What the task asks: From the entries below, please output exactly the lines starting at the one containing "ajpallares: I think" and ending at the one containing "rickvdl: Unless it's", both included.

Data shown:
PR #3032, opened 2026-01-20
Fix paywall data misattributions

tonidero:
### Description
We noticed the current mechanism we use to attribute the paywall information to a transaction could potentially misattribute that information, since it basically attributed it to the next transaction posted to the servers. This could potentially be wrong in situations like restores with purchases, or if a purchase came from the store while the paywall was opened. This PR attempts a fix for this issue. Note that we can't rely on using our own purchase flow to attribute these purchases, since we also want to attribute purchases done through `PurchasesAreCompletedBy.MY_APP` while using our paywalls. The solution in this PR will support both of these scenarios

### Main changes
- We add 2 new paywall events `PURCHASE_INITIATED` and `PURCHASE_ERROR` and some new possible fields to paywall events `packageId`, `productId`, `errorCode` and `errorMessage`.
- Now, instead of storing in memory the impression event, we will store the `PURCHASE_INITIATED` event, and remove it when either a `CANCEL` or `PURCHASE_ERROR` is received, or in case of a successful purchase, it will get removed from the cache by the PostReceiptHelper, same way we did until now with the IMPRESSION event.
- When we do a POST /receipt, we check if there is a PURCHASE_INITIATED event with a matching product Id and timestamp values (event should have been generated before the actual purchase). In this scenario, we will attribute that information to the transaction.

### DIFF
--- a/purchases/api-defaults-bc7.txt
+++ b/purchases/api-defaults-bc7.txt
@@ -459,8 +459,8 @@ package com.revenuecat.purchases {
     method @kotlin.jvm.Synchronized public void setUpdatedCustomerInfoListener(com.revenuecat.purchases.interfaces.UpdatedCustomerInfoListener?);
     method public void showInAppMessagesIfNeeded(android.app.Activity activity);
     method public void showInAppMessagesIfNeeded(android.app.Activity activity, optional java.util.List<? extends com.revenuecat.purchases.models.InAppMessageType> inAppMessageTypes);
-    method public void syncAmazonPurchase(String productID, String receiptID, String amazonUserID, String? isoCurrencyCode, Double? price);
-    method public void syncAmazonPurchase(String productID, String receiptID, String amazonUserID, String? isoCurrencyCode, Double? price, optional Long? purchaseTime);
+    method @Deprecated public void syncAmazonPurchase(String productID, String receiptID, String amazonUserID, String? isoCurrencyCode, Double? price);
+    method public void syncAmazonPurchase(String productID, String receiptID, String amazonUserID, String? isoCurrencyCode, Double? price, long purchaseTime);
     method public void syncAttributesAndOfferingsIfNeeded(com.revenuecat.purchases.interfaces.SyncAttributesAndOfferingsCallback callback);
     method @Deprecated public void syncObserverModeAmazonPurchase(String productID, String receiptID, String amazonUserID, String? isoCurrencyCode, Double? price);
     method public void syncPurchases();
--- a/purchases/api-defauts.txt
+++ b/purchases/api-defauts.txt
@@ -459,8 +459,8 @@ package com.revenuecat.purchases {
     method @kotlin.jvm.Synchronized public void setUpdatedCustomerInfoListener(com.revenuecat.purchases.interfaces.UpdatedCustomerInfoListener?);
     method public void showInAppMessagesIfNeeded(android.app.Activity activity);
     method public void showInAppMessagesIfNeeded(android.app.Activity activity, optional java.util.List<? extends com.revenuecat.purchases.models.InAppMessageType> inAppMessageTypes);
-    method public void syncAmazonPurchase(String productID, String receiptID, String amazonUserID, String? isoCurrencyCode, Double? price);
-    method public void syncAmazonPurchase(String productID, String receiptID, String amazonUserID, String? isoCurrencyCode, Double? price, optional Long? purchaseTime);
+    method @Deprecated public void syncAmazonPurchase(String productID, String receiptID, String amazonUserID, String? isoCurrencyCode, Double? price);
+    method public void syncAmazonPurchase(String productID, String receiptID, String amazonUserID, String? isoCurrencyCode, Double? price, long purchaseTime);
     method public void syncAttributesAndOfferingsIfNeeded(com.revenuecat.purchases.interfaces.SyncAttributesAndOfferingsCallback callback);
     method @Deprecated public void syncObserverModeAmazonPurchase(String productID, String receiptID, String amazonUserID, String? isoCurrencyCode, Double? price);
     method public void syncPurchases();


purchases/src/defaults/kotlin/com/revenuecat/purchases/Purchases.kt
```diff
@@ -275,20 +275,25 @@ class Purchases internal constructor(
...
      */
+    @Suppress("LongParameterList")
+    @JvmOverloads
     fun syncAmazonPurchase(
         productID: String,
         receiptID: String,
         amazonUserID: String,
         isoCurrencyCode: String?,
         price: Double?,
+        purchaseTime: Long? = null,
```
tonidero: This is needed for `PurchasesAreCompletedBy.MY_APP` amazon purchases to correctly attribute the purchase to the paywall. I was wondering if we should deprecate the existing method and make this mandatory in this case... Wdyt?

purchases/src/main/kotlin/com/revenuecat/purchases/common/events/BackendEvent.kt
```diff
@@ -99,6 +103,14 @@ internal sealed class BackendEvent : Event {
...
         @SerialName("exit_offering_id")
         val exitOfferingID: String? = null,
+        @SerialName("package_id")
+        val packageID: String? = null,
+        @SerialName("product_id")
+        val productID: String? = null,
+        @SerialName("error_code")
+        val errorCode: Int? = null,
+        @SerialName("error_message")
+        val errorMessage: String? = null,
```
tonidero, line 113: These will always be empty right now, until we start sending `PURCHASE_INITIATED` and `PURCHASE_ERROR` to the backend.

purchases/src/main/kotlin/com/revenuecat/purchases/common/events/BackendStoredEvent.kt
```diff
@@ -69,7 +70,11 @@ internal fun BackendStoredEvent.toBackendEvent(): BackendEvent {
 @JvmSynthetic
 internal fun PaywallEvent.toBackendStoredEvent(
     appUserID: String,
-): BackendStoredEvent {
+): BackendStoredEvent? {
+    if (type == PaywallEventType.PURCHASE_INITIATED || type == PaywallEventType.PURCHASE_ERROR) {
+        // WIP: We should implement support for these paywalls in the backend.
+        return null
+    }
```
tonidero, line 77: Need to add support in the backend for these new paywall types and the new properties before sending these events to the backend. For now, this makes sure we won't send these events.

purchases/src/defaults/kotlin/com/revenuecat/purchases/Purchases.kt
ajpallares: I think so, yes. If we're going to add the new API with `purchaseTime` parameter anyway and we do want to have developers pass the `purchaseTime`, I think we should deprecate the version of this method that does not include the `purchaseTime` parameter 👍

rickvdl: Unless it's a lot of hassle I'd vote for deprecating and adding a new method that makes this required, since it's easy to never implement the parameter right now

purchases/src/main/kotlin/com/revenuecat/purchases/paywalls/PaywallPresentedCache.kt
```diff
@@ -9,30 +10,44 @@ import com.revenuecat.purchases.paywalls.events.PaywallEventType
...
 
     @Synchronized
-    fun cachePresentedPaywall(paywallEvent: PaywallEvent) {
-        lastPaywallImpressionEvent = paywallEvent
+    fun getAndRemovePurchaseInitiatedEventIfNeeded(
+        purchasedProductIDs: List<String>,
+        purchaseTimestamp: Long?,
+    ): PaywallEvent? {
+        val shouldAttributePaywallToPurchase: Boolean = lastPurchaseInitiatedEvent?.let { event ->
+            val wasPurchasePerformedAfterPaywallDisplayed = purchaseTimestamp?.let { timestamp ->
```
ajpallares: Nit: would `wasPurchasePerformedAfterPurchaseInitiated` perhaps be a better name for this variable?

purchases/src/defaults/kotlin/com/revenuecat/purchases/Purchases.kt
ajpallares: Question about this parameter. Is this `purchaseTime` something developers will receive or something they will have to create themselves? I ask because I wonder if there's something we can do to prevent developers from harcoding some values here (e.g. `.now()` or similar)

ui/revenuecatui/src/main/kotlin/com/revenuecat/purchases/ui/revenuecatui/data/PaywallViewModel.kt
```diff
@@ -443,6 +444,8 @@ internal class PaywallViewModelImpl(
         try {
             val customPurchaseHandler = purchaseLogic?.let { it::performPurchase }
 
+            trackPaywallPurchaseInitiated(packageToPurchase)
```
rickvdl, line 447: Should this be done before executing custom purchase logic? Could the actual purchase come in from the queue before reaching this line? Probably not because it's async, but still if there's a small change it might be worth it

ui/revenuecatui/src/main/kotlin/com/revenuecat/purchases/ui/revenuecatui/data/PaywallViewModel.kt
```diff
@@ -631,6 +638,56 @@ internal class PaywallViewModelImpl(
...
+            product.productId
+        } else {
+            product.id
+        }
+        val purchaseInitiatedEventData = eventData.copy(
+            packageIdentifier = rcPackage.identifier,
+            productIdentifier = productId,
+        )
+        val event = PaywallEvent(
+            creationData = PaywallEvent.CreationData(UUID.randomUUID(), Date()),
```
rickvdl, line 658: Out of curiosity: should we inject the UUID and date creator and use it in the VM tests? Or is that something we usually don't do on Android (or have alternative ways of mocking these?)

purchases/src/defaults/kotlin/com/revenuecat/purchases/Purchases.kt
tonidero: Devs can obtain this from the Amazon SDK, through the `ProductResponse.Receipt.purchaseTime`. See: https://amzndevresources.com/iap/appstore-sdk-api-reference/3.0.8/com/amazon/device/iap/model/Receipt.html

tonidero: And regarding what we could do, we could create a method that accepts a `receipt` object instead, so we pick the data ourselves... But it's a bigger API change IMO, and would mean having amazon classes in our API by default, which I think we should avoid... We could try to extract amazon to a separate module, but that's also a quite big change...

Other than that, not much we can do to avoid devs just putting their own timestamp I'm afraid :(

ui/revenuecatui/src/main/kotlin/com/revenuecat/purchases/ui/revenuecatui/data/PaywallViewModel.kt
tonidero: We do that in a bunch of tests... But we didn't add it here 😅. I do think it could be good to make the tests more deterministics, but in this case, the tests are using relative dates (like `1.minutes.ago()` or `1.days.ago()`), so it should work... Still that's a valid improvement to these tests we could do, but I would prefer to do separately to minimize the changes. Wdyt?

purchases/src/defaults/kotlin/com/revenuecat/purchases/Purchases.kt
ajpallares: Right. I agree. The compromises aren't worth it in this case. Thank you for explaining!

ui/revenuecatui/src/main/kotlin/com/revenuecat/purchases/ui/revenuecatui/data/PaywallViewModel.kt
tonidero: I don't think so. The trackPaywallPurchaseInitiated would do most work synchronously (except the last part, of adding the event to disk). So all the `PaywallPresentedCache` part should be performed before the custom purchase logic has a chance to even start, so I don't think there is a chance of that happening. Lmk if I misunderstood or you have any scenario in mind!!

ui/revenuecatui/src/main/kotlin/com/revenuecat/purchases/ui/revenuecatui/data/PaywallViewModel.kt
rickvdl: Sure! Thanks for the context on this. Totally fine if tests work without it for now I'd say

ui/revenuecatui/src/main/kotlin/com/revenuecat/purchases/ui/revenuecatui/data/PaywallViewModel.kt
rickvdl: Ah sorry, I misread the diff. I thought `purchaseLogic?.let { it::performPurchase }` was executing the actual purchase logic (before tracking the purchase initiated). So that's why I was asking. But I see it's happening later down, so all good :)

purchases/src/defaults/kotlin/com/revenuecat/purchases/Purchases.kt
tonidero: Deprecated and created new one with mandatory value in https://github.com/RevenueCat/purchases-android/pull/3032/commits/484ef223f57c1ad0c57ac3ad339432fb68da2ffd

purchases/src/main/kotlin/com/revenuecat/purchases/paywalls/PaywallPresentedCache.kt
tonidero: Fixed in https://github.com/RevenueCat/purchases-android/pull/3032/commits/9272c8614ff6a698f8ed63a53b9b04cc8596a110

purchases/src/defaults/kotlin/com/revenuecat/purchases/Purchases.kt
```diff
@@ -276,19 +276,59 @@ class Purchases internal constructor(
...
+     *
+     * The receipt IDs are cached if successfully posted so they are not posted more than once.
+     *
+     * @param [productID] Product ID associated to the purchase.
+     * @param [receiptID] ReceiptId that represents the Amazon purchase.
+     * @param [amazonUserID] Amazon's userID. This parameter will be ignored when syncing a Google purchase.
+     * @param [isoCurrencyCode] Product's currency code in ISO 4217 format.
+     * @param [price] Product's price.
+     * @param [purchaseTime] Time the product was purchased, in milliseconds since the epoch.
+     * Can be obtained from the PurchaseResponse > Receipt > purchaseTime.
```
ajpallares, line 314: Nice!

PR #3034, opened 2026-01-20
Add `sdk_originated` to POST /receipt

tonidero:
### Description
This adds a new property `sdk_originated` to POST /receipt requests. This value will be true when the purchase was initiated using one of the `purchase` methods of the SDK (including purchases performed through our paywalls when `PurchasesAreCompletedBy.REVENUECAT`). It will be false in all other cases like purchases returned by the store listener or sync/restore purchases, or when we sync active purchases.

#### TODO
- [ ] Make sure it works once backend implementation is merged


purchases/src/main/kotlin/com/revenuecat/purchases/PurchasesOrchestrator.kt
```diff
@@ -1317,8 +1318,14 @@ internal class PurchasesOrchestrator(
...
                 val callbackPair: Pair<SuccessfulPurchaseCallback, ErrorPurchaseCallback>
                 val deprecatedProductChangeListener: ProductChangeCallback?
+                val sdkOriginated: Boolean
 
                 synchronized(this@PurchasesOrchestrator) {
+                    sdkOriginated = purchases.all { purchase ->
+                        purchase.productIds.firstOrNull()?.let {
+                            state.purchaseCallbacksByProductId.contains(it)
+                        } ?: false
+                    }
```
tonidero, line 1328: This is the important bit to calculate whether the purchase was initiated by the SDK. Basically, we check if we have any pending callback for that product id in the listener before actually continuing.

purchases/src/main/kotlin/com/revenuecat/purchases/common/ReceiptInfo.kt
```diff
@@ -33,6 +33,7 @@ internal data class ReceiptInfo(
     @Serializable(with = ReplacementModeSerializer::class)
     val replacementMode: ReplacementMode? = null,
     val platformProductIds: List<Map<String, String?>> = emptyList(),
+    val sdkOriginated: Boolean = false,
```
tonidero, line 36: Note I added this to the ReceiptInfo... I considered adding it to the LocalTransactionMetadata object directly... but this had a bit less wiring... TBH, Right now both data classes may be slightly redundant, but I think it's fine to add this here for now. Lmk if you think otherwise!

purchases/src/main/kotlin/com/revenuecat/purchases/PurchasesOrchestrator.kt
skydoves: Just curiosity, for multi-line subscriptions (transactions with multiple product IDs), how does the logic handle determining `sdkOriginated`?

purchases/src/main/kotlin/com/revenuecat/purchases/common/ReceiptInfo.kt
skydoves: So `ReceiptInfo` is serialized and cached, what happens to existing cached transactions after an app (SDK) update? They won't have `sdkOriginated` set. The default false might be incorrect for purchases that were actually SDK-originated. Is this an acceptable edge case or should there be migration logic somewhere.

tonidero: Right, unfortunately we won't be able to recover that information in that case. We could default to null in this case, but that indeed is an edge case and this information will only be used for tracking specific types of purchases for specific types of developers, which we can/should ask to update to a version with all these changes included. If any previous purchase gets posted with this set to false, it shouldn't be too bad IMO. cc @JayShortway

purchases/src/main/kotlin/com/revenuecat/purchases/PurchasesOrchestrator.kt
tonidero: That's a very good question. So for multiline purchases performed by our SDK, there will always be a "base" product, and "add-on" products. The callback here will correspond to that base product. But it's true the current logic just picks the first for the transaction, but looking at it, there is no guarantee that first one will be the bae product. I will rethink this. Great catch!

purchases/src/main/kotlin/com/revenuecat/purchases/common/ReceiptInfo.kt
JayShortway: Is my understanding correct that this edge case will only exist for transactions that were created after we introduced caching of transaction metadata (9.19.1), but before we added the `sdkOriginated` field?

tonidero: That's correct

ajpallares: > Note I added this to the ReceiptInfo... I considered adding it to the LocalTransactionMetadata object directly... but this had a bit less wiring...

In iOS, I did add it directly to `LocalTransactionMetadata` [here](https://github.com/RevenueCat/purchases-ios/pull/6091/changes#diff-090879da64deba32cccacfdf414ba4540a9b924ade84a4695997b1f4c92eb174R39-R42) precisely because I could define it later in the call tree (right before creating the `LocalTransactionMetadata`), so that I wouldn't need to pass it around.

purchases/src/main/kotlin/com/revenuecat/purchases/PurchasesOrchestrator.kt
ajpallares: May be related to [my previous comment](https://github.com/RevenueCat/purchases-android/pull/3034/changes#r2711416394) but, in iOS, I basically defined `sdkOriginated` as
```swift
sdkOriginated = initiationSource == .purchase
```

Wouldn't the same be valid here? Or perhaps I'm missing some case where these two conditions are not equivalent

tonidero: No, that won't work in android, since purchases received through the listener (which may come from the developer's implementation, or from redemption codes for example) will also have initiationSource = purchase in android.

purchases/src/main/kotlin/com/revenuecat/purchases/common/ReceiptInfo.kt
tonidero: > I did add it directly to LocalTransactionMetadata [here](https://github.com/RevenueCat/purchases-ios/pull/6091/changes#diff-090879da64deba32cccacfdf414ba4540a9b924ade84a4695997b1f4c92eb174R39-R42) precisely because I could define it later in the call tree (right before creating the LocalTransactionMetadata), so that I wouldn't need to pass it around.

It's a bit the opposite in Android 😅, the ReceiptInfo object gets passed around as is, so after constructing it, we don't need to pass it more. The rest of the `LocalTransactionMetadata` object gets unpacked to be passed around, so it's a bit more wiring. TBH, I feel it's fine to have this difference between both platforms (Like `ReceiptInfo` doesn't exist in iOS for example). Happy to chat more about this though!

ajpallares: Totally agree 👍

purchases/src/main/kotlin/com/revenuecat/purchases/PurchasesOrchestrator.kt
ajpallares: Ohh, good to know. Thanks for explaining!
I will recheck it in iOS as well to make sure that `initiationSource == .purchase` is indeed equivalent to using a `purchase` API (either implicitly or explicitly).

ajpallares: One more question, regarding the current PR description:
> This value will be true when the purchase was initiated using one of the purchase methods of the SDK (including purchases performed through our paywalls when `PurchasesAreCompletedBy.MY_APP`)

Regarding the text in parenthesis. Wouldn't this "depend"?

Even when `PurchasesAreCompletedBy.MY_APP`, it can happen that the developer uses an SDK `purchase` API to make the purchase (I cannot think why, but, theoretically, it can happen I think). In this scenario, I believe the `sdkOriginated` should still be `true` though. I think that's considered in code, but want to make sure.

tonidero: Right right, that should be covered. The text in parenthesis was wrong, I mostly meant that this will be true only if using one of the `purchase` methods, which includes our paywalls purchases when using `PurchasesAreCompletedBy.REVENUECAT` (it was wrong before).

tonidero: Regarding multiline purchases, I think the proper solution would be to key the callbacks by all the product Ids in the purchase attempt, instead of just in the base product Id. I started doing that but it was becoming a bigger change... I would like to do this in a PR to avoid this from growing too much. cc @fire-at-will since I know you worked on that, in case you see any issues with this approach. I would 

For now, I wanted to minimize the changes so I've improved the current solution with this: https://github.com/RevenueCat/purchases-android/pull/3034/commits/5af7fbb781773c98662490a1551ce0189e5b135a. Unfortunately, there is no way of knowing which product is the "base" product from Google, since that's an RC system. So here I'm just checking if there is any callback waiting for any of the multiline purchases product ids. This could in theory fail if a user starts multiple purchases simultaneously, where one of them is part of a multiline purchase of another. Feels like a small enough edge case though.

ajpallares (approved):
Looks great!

Exercise output:
ajpallares: I think so, yes. If we're going to add the new API with `purchaseTime` parameter anyway and we do want to have developers pass the `purchaseTime`, I think we should deprecate the version of this method that does not include the `purchaseTime` parameter 👍

rickvdl: Unless it's a lot of hassle I'd vote for deprecating and adding a new method that makes this required, since it's easy to never implement the parameter right now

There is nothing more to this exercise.